The ousted editor of the Maryland State Medical Journal has sued the state's medical society, claiming that the society's directors fired him for refusing to censor articles.

In a suit filed in Baltimore, the former editor, Blaine B. Taylor, charges that the Medical and Chirurgical Faculty of Maryland--the doctor's equivalent of a bar association--tried "to censor, delete, distort and otherwise withhold information" considered critical of the society or physicians.

Taylor is seeking $2 million in damages.

According to the court papers, Taylor alleges that he was fired in December because the faculty's executive director and its president wanted to "ingratiate themselves with special interests" and "to further their political ties."

The medical society's executive director, John Sargeant, refused to comment on the suit.

The Med-Chi president, Dr.

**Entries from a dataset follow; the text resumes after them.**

PR #2890, opened 2020-04-27
docker action first test

IAmMorrow:
This PR add a spectron test using a docker container on the CI github action.

### DIFF
--- a/.github/workflows/ci.yml
+++ b/.github/workflows/ci.yml
@@ -35,3 +35,6 @@ jobs:
           yarn prepublish
       - name: test
         run: yarn ci
+      - name: Run spectron
+        id: spectron
+        uses: IAmMorrow/run-headless@v4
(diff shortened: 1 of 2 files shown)


.github/workflows/ci.yml
```diff
@@ -35,3 +35,6 @@ jobs:
           yarn prepublish
       - name: test
         run: yarn ci
+      - name: Run spectron
+        id: spectron
+        uses: IAmMorrow/run-headless@v4
```
gre, line 40: (can we later move it to LedgerHQ? would need maybe a more obvious name, like `ledger-live-github-action-headless` or something)

valpinkman: If it works, you can move it 
https://github.com/LedgerHQ/actions

IAmMorrow: yep and we'll take the command to run as input

gre:
ok let's merge this for now. :goodenough:
and we can iterate in another PR for the small changes of actions

PR #2896, opened 2020-05-04
Fix broken develop without MOCK flag

juan-cortes:
This slipped through and basically breaks the app if not running on mock

### Type

Bug fix

### DIFF
--- a/src/renderer/components/DebugMock.js
+++ b/src/renderer/components/DebugMock.js
@@ -152,7 +152,8 @@ if (getEnv("MOCK")) {
   observerAwareEventLoop();
 }
 
-export const mockedEventEmitter = window.mock.events.emitter;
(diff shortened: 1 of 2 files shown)


src/renderer/components/DebugMock.js
```diff
@@ -152,7 +152,8 @@ if (getEnv("MOCK")) {
   observerAwareEventLoop();
 }
 
-export const mockedEventEmitter = window.mock.events.emitter;
+// $FlowFixMe
```
gre, line 155: Why would we have to flow fixme here?

juan-cortes: because if I don't, then every time I'm using the mockedEventEmitter I would have to check it exists, even though we know it does.

PR #2897, opened 2020-05-05
Device transaction config

juan-cortes:
~To be tested alongside https://github.com/LedgerHQ/ledger-live-common/pull/636 from live-common.~ Already bumped

If this works, on the device verification step of a device-involving operation we should see the fields pertinent to the operation. For instance, on a send for stellar with a memo, we should see the memo on the validating fields on the device.  If this works, we will have the ability to customize the rendering per field per currency, and determining what gets displayed on the app at the live-common level.

### Type

Feature

### Context
https://ledgerhq.atlassian.net/browse/LL-2423

Once https://github.com/LedgerHQ/ledger-live-common/pull/636 is merged we need to go over all the send/delegate/vote/freeze/unfreeze/etc flows to make sure the fields displayed are correct. Sorry.


gre:
nice

gre:
@juan-cortes can you update the PR? live-comomn version for this has landed in develop.

PR #2900, opened 2020-05-07
LL-2394 (Tron): unfreeze success modal wording updated

LFBarreto:
After unfreezing some trx the success modal confirmation text should display the correct resource unfrozen for. (energy or bandwidth)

Albert M. Antlitz, said he had just received a copy of the court papers today and had not had time to read them or to discuss the matter with attorneys. "Obviously, I would consider it the charges not true," he said. "The newspaper is not the place to try it."

The Medical and Chirurgical Faculty, created by General Assembly charter almost 200 years ago, controls the licensing of Maryland's doctors and the policing of the profession through appointments to government boards--a dual responsibility that recently has come under fire for creating potential for bias.

The journal is the official publication of the faculty. Taylor was hired as its managing editor in September of 1974, according to the suit, and he "attempted to edit a journal that was accurate, informative, and free of political and/or personal distortion."

Taylor alleges that his superiors killed an article written by a Maryland physician, Steven A. Levenson, that severely criticized the University of Maryland Medical School. The author wrote that the medical school "defies the most fundamental principles of the profession in its treatment of students and house staff" and practices "unsavory internal politics."

Accompanying the court papers is a copy of a memo from Sargeant, the faculty's director, to Taylor regarding the medical school article. The scribbled note says, "Blaine, this is not to be published . . ."

Taylor charges the society unsuccessfully tried to kill a story critical of the state's medical malpractice insurer, the Medical Mutual Liability Insurance Co. of Maryland, which is affiliated with the faculty.

The Maryland Court of Appeals ruled in July 1981 that employes could sue their bosses for firing them when the discharge contradicts "some clear mandate of public policy," said Taylor's lawyer, Marvin Ellin.

"The violation of public policy is a reporter, a writer, an editor, attempting to do his job," Ellin said. "He was fired because he was making a few people who held positions of power unhappy."